I could never figure out what was causing the problem, and it’s possible that &synchronized not doing anything anymore is why it’s better now. I’m mostly using &synchronized for syncing input files across all the workers and one of them does have 300k entries in it. That file is fairly constant though, only a few k changes every 5 minutes and nothing that should use 20G of ram.
I still need to replace all of our uses of &synchronized. The config framework may work for most cases once the cluster bits are done, but probably not for syncing the 300k item set.
Another GREAT thing I noticed that we may want to add to NEWS is that it looks like the ‘file descriptors used per worker’ is down from 5 (1 socket + 2+2 from pipes) to just 1 socket (no more flares?). This means that even though select() is still not gone, the limitation of ~175 workers for 2.5.x will go away and people would be able to run 500+ worker clusters if they wanted to.
FWIW, I figured out what was causing this problem. While the file wasn't changing that much, I was using something like
curl -o file.new $URL && mv file.new file.csv
to download the file, and apparently unless you pass -f to curl, it doesn't actually exit with a non-zero status code on server errors.

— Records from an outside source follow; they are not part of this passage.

PR #8888, opened 2024-03-05
docs(inline-editable): add missing background-color CSS prop

jcfranco:
**Related Issue:** #7180

## Summary

Adds doc for `--calcite-inline-editable-background-color`.


jcfranco:
Merging as this was already approved in #8788 and unintentionally removed by https://github.com/Esri/calcite-design-system/pull/8922.

Issue #8892, opened 2024-03-06
[List] Add new `filter-no-results` slot to the doc site


geospatialem:
### Description

The `list` component has a new slot, `filter-no-results`, but its not currently documented on our list page.

### Which Component

`list`

### Resources

Refer to https://developers.arcgis.com/calcite-design-system/components/list/#slots. However, it is mentioned in our [summary notes](https://developers.arcgis.com/calcite-design-system/releases/summaries/2024-02/#list-slot-for-no-filtered-results).

![image](https://github.com/Esri/calcite-design-system/assets/5023024/9a08a79f-c5e5-418b-bc69-42a22539b3ae)

DitwanP:
🍠 Verified!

This was causing a server error page to be written to the csv file every now and then. When this happened:
* the input reader would throw a warning that the file couldn't be parsed, and clear out the set
* bro would then clear the set, triggering a removal of 300k items across all nodes (56 in the case of the test cluster)
* 5 minutes later the next download would work
* bro would then fill back in the set, and trigger 300k items to be synced to all 56 nodes again.
so within 5 minutes, 300,000*56*2 updates would be kicked off, which is 33million updates. This seemed to max out the proxies for 30 minutes.
The raw size of the data is only ~4M, or 261M total, which makes it a little crazy that memory usage would blow up by dozens of gigabytes of ram.
&synchronized not having an effect in master made this problem go away, and adding a -f to curl on our pre-broker clusters fixed those too.
All the more reason to port the method of distributing the data off of &synchronized. I think I will just run the curl command on the worker nodes too,
effectively replacing &synchronized with curl.